[Saved entries]
# # #
PR #144, opened 2020-11-13
Add F test method to friedman function

PuncocharM:
Possible issue: I'm not sure how to test the new method. There are implementations of Kendall's W in other software (e.g. R), but I didn't find the F test implemented, this might be the first one.

### DIFF
--- a/docs/changelog.rst
+++ b/docs/changelog.rst
@@ -15,6 +15,7 @@ See `issue 139 <https://github.com/raphaelvallat/pingouin/issues/139>`_.
 
 a. :py:func:`pingouin.plot_paired` now supports an arbitrary number of within-levels as well as horizontal plotting. See `PR 133 <https://github.com/raphaelvallat/pingouin/pull/133>`_.
 b. :py:func:`pingouin.linear_regression` now handles a rank deficient design matrix X by producing a warning and trying to calculate the sum of squared residuals without relying on :py:func:`np.linalg.lstsq`. See `issue 130 <https://github.com/raphaelvallat/pingouin/issues/130>`_.
+c. :py:func:`pingouin.friedman` now has an option to choose between Chi square test or F test method.
 
 v0.3.8 (September 2020)
 -----------------------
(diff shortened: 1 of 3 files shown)


raphaelvallat:
Hi @PuncocharM !

Thanks for the PR! The code is looking great, just a few comments on documentation/testing:

1) Got it for unit testing of the F-test. I'm not too worried as long as we follow the exact same steps described in the paper. However, could you please add a unit test for the W-statistic? 

2) Could you please add an example with the F-test in the docstring of the function ("Example" section)?

4) _"Instead they recommend the F test, which has the correct size and behaves like a permutation test."_ Is that from the original paper? I think this sentence is slightly confusing, especially the first part. Do you mean that the test behaves well even with small sample sizes?

5) Could you please add your modifications to the docs/changelog.rst file ("What's new")?

6) Please make sure to use space between mathematical operators (e.g. `W * (n - 1) / (1 - W)` instead of `W * (n-1) / (1-W)`) so that the code follows the PEP8 guidelines.

Thanks again!
Raphael

PuncocharM:
Hi @raphaelvallat !

Sorry for the delay, I addressed your comments with the commit above.

>     1. Got it for unit testing of the F-test. I'm not too worried as long as we follow the exact same steps described in the paper. However, could you please add a unit test for the W-statistic?
I agree that this can and should be tested. I added the test comparing it to a result from R.

>     2. Could you please add an example with the F-test in the docstring of the function ("Example" section)?
Done.

>     3. _"Instead they recommend the F test, which has the correct size and behaves like a permutation test."_ Is that from the original paper? I think this sentence is slightly confusing, especially the first part. Do you mean that the test behaves well even with small sample sizes?

Citing the paper:

> It is shown that the Friedman test is too conservative and less powerful than both the F test and the permutation test for concordance which always have a correct size and behave alike. The F test should be preferred because it is computationally much easier.

The point is that both Chi squared and F are asymptotical approximations, but the Chi squared is too conservative compared to permutation test and F test, which are both correct size. F test is superior to permutation test in computational complexity, there fore is the preferred one from all the three. I can rephrase the sentence in the documentation if you tell me how.


>     4. Could you please add your modifications to the docs/changelog.rst file ("What's new")?
Done. I'm not sure if I should go into more details there?

>     5. Please make sure to use space between mathematical operators (e.g. `W * (n - 1) / (1 - W)` instead of `W * (n-1) / (1-W)`) so that the code follows the PEP8 guidelines.
I fixed it. Although now it's according to PEP8, I don't think it's more readable. Anyway it's a small issue.

Let me know if there is anything else you'd like me to modify or add.

raphaelvallat (approved):

raphaelvallat:
Fantastic, thank you @PuncocharM for the PR, merging now!

PR #150, opened 2021-01-14
DOC: clarify kendall's tau "B", add GH build artifacts, add sphinx-copybutton, color-output

sappelhoff:
I was using the corr function and noticed that it's unclear which kendall's tau is being used.

However, when starting the PR I saw deeper down in the documentation string, that you actually do say that.

I still suggest to add the information already in the parameter documentation.

PS: It seems like there is no CI step that checks whether the docs are cleanly built. Is that correct? I added such a build step. It will run only for ubuntu-latest and python 3.8, so it will not draw too many resources or cost a lot of time. At the end of the build, the docs can be downloaded as a zip file and inspected. that can be helpful for contributors who don't have the full docs requirements installed but still want to check the impact of their changes on the docs.


sappelhoff:
the artifacts can be downloaded after clicking on the gh actions "check", see screenshot:

image

(I am not trying to be annoying here, just assuming that you don't know this already :laughing: sorry if you do.)

I can then see the result of my change:

image

raphaelvallat:
Hi @sappelhoff ! Thank you so much, this is fantastic, especially the doc checking (and I didn't know..!). Just a question before I merge, what's the -C for in `make -C docs html`? Also, could you perhaps add the screenshot to the contributing.rst page of the documentation? That way, future collaborators will know that they can check the doc without having to compile it on their own computers? Thanks again!

sappelhoff:
> what's the -C for in make -C docs html

I added a brief section about that to CONTRIBUTING as well --> it basically tells make to first **C**hance to the directory after `-C`, then execute the recipe, and *then return to the original directory*.

> Also, could you perhaps add the screenshot to the contributing.rst page of the documentation? That way, future collaborators will know that they can check the doc without having to compile it on their own computers?

Done!

sappelhoff:
I added two more changes that you hopefully agree are useful:

1. adding the[ "sphinx-copybutton"](https://github.com/executablebooks/sphinx-copybutton), which allows users to simply "copy" each code cell using a tiny icon (see screenshot)

image

2. forcing the GitHub actions log to be colorful

raphaelvallat:
Wonderfull!! Thanks again! I'll merge now and then add the PR to the changelog.

sappelhoff:
Glad you liked it, thanks for your continued support of the package!

PR #156, opened 2021-02-12
Internal qsturng Implementation Substitution

### LINKED ISSUE #155: qsturng.py Inaccuracy
Hello,

I was doing some testing recently, and noticed that the `qstrung.py` implementation in Pingouin seems to give a large error when calling pstrung. The implementation, which seems almost identical to Statsmodels', gives errors on the order of 10^-2 when compared with manual integral evaluation, R, and Statmodels.

Here's a quick test script to demonstrate what I mean: 
```python
from pingouin.external.qsturng import psturng as ping_q
from statsmodels.stats.libqsturng import psturng as stats_q

import numpy as np
import itertools

q_i = np.arange(1, 4)
k_i = range(2, 6)
v_i = range(2, 120, 10)

tot_err = 0
total = 0

print("Calculating average error")
for q, k, v in itertools.product(q_i, k_i, v_i):
	tot_err += abs(stats_q(q, k, v) - ping_q(q, k, v))
	total += 1

print(f"Average stock error: {tot_err / total}")
```
```
> Calculating average error
> Average stock error: [0.015114]
```

It looks like the problem is that somewhere along the way, some `min()` statements got switched out for some `max()` ones.

Pingouin:
```python
    return math.sqrt(2) * -y * \
           scipy.stats.t.isf((1. + p) / 2., max(v, 1e38))
```

Statsmodels:
```python
    v = min(v, 1e38)
    return math.sqrt(2) * -y * scipy.stats.t.isf((1. + p) / 2., v)
```

The mismatches are on **lines 580, 582, 592, 725**
Simply replacing all the `max()` statements with `min()` statements seems to fix the problem. 
```
> Calculating patched error
> Average patched error: [0.]
```

Let me know if you'd like me to submit a PR. 

Thanks!

DominicChm:
This PR resolves #155 by removing the internal `qsturng` and `psturng` function implementations (used for tukey's pairwise comparison) and replacing them with statsmodels' version.

The below is a worst-case example of the behavior seen with the current version. Pingouin's error compared to Statsmodels' is much greater than it should be, considering that the implementation of their `psturng` and `qsturng` functions is almost identical. With this change, that implementation is replaced with Statmodels' more accurate one.

cdf-0 01-8 225917112372644-20-10_DATA
Note: This graph is of the error of various different functions at varying degrees of input precision. In this case, statmodels' and pingouin's lines are generated by calling their `psturng` functions with the labeled input parameters, then subtracted from the high-precision numerical result of the integral the `psturng` function emulates to get error.


raphaelvallat:
Thanks @DominicChm, that's really great! A few minor comments before merging:

1) Can you add the changes to the docs/changelog.rst?
2) Can you also update the Examples section in the documentation of the pairwise_tukey and pairwise_gameshowell function?
3) Finally, make sure that all the flake8 and doctest run smoothly by following the instructions here: https://pingouin-stats.org/contributing.html

DominicChm:
Ok, @raphaelvallat, I've updated examples and changelog in a way that I hope is consistent with previous ones. I added the change to the 0.3.9 (current?) version because I'm not sure about when this change should ship, but could start another section instead if it makes more sense.

raphaelvallat:
Amazing @DominicChm ! So, we actually need to start a new section, I think let's go for 0.3.10 as I'm hoping to release this bugfix soon. Thanks again!

DominicChm:
@raphaelvallat No problem, happy to help! I've added the new changelog section. I included the same disclaimer from the previous bugfix because it seems like this problem could significantly affect p-values.

raphaelvallat (approved):

raphaelvallat:
Merging now, thanks again!

PR #160, opened 2021-02-25
[BUGFIX] Add safety check for `tail` argument in corr func

sappelhoff:
I noticed a missing safety check in the corr function and add it in this PR.

#### does not raise an issue (notice the wrong `tail` arg)

```python
stat_bnt = pingouin.correlation.corr(
    _curdat[colname], _curdat["correct_choice"], method="kendall", tail="two-tailed"
)
```

#### raises an issue (`tail` arg still wrong, but corr method changed)

```python
stat_bnt = pingouin.correlation.corr(
    _curdat[colname], _curdat["correct_choice"], method="pearson", tail="two-tailed"
)
```

So the wrong input was sometimes still called, but not always. With my changes, it is always called.

This probably fixes a silent bug: When users used `kendall` as the `method`, and specified `two-tailed` (instead of the correct `two-sided`), no error was raised ... and a one-sided p value was returned :skull: :grimacing: 

see:

https://github.com/raphaelvallat/pingouin/blob/0c3bf73629ffb1826dc298f0ee498e0784222b5e/pingouin/correlation.py#L556

if it's "two-tailed", it's treated the same way as "one-sided", and the missing safety check (now added in this PR) prevented the wrong "two-tailed" argument from being caught early.

### DIFF
--- a/docs/changelog.rst
+++ b/docs/changelog.rst
@@ -3,6 +3,15 @@
 What's new
 ##########
 
+v0.3.11 (unreleased)
+--------------------
+
+**Bugfixes**
+
+a. Passing a wrong ``tail`` argument to :py:func:`pingouin.correlation.corr` now *always* raises an error (see `PR 160 <https://github.com/raphaelvallat/pingouin/pull/160>`_).
+   In previous versions of ``pingouin``, using any ``method`` other than ``"pearson"`` and a wrong ``tail`` argument such as ``"two-tailed"`` or ``"both"``
+   (instead of the correct ``"two-sided"``) may have resulted in silently returning a one-sided p-value.
+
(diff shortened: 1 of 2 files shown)


raphaelvallat:
Thanks for your sharp eyes @sappelhoff! Would you be able to add this to the _docs/changelog.rst_ file? You will need to start a new section (version 0.3.11). Make sure you add a hyperlink to the PR. Thanks again!

sappelhoff:
sure! Let me know if more is needed.

raphaelvallat (approved):

raphaelvallat:
Merging now! Thanks again (and love the branch name btw 😁 )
# # #
BRIEF → Only the lines above, from the first through the one holding "(diff shortened: 1 of 3 files shown)", are to be output, and they must be copied exactly.

RESULT OF THIS EXERCISE →
PR #144, opened 2020-11-13
Add F test method to friedman function

PuncocharM:
Possible issue: I'm not sure how to test the new method. There are implementations of Kendall's W in other software (e.g. R), but I didn't find the F test implemented, this might be the first one.

### DIFF
--- a/docs/changelog.rst
+++ b/docs/changelog.rst
@@ -15,6 +15,7 @@ See `issue 139 <https://github.com/raphaelvallat/pingouin/issues/139>`_.
 
 a. :py:func:`pingouin.plot_paired` now supports an arbitrary number of within-levels as well as horizontal plotting. See `PR 133 <https://github.com/raphaelvallat/pingouin/pull/133>`_.
 b. :py:func:`pingouin.linear_regression` now handles a rank deficient design matrix X by producing a warning and trying to calculate the sum of squared residuals without relying on :py:func:`np.linalg.lstsq`. See `issue 130 <https://github.com/raphaelvallat/pingouin/issues/130>`_.
+c. :py:func:`pingouin.friedman` now has an option to choose between Chi square test or F test method.
 
 v0.3.8 (September 2020)
 -----------------------
(diff shortened: 1 of 3 files shown)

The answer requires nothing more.